Incorta Copilot Forecasting

Introduction to forecasting

Forecasting is a powerful feature in Incorta Copilot that allows you to predict future trends based on historical data. Using machine learning algorithms, the Copilot can generate accurate forecasts to help you make data-driven decisions for your business.

Prerequisites

  • The prophet library must be installed.

How Forecasting Works in Incorta

  • Displays results as a visual time series with both historical data and projected forecasts for a target measure
  • Includes confidence intervals

Forecasting command syntax

The simplest way to use forecasting in Incorta Copilot is with the basic command syntax:

/forecast [time interval] [measure]

By default, this command will generate a one-month forecast.

Examples:

/forecast weekly sales

This will aggregate data to a weekly level, prior to creating a a month's worth of forecasting.

/forecast daily orders

This will aggregate data to a daily level, prior to creating a a month's worth of forecasting values.

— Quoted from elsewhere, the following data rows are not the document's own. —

PR #378, opened 2024-06-13
feat: add builder for time events

nathanielc:


event/src/unvalidated/event.rs
```diff
@@ -48,17 +53,85 @@ impl<D> From<signed::Envelope> for RawEvent<D> {
...
+            let block_bytes = serde_ipld_dagcbor::to_vec(&block)?;
+            let block_cid = cid_from_dag_cbor(&block_bytes);
+            writer.write(block_cid, block_bytes).await?;
+        }
+        writer.finish().await?;
+        Ok(car)
+    }
+}
+/// Raw Time Event as it is encoded in the protocol.
 /// TODO: Parse out all the blocks for the full witness proof.
```
stbrody, line 115: this TODO can probably be removed now?

event/src/unvalidated/builder.rs
```diff
@@ -203,9 +212,151 @@ impl<D> DataBuilder<DataBuilderWithData<D>> {
...
+            .expect("should always be at least one edge");
+        let prev = leaf_edge
+            .get(*leaf_index)?
+            .ok_or_else(|| anyhow!("leaf index should always exist"))?;
+        let prev = match prev {
+            Ipld::Link(prev) => *prev,
+            _ => bail!("leaf indexed value should always be a Cid"),
+        };
+        let root_bytes = serde_ipld_dagcbor::to_vec(root)?;
+        let root_cid = cid_from_dag_cbor(&root_bytes);
```
stbrody, line 335: I don't understand how this is working.

The root is an IPLD array with two elements, each the CID of the two child nodes in the tree.  But the proof only has one of the child nodes in the path.  So then how can you compute the root CID without knowing the CID of the other child of the root that *isn't* a part of the path for this TimeEvent?


EDIT: Nevermind I understand now after looking at how this code is used in the unit test.  See my comment above, but I found the names and comments on the functions for building up the path confusing and lead to me not understanding how they were actually used until I saw the unit test.

event/src/unvalidated/builder.rs
```diff
@@ -203,9 +212,151 @@ impl<D> DataBuilder<DataBuilderWithData<D>> {
...
+    chain_id: String,
+    tx_hash: Cid,
+    tx_type: String,
+}
+impl TimeBuilderState for TimeBuilderWithTx {}
+
+impl TimeBuilder<TimeBuilderWithTx> {
+    /// Specify the root of the proof.
+    /// The index is an index into the edge that should be followed.
+    pub fn with_root(self, index: usize, edge: Ipld) -> TimeBuilder<TimeBuilderWithRoot> {
```
stbrody, line 275: the comments and names here confused me.  The thing called `edge` here isn't really the edge since it contains data not part of the proof path.  It really actually just is the IPLD encoding of the root node.  Same for the `with_edge` function below, the `edge` argument is really the entire IPLD object for this intermediate tree node.  Then the `index` is really the edge.  Can we rename `edge` to `node` and `index` to `edge_index`, or something like that?  Here and also for the `with_edge` function?

event/src/unvalidated/builder.rs
```diff
@@ -319,15 +468,42 @@ mod tests {
...
+            .with_root(0, ipld! {[prev, Ipld::Null, metadata_cid]})
+            .build()
+            .unwrap();
+
+        let event_car_str = multibase::encode(
+            multibase::Base::Base64Url,
+            event.encode_car().await.unwrap(),
+        );
+        assert_eq!(TIME_EVENT_CAR, event_car_str);
+    }
```
stbrody, line 508: it would be nice to have a unit test showing how this works with a tree that has intermediate nodes not just the root.  But low priority and not worth delaying the rest of the stack of PRs this is depending on, so feel free to just add a TODO for now.

stbrody (approved):

event/src/unvalidated/builder.rs
nathanielc: This is good feedback, I wasn't really sure how to name these bits. I'll rename them.

event/src/unvalidated/builder.rs
nathanielc: FWIW the migration tests do exercise the code paths for 10 deep trees.

PR #379, opened 2024-06-13
refactor: consolidate car serde logic into event crate

nathanielc:
Additionally we now have clear roundtrip tests


stbrody (approved):
nice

Advanced forecasting command

For more control over your forecasts, you can use the detailed syntax:

/forecast [time interval] [measure] for [how many periods to forecast]

Examples:

/forecast daily orders for 365 days

This will aggregate data to a daily level, prior to creating a a year's worth of forecasting values.

Time interval options

The time interval parameter defines the granularity of your forecast. Common options include:

  • daily
  • weekly
  • monthly
  • yearly

Forecast length

You can specify how far into the future you want to forecast by adding "for [time period]" to your command. Examples:

  • for 30 days
  • for 12 weeks
  • for 6 months
  • for 2 years

Interpreting the Forecast results

Forecasting

When viewing your forecast in Incorta:

  • The solid blue line represents your historical data
  • The dashed red line shows the predicted values
  • The pink shaded area indicates the confidence interval (the range within which the actual values are expected to fall)
  • The x-axis shows the time periods
  • The y-axis displays the measure values

Tips for better forecasting

  1. Use sufficient historical data: More historical data generally leads to more accurate forecasts, as seen in the example visualizations where rich historical data provides the foundation for predictions.
  2. Consider seasonality: Make sure your historical data captures any seasonal patterns relevant to your forecast. The weekly sales example specifically mentions "seasonal pattern with a weekly period" that informs inventory decisions.
  3. Check the confidence interval: Wider confidence intervals suggest higher uncertainty in the forecast. Notice how the pink shaded areas in all three examples vary in width, indicating different levels of prediction confidence.
  4. Compare different time intervals: Sometimes forecasting at different granularities (weekly vs. daily) can reveal different insights, as demonstrated by the different patterns visible in the weekly sales vs. daily orders forecasts.
  5. Update forecasts regularly: As new data becomes available, regenerate your forecasts for improved accuracy. The summaries for all examples note that the forecasts are "reasonably accurate" given current data.
  6. Look for anomalies: Observe data for anamolous events and filter out. Understanding such anomalies can help create more accurate forecasts.

Additional features

  • Query Breakdown: Click the "Query Breakdown" button (visible in the top right of all three example panels) to see the SQL and logic used to generate the forecast.
  • Toggle View: Switch between table and chart views using the buttons in the upper right of each visualization panel (shown as grid and line chart icons).
  • Highlighted Forecast: Use the "Highlighted Forecast" toggle (visible in all three examples) to emphasize the forecast portion of the chart.

Business applications

Based on the example forecasts shown:

  1. Inventory Management: Both the weekly sales and long-term forecasts specifically mention recommendations for inventory adjustments based on predicted demand.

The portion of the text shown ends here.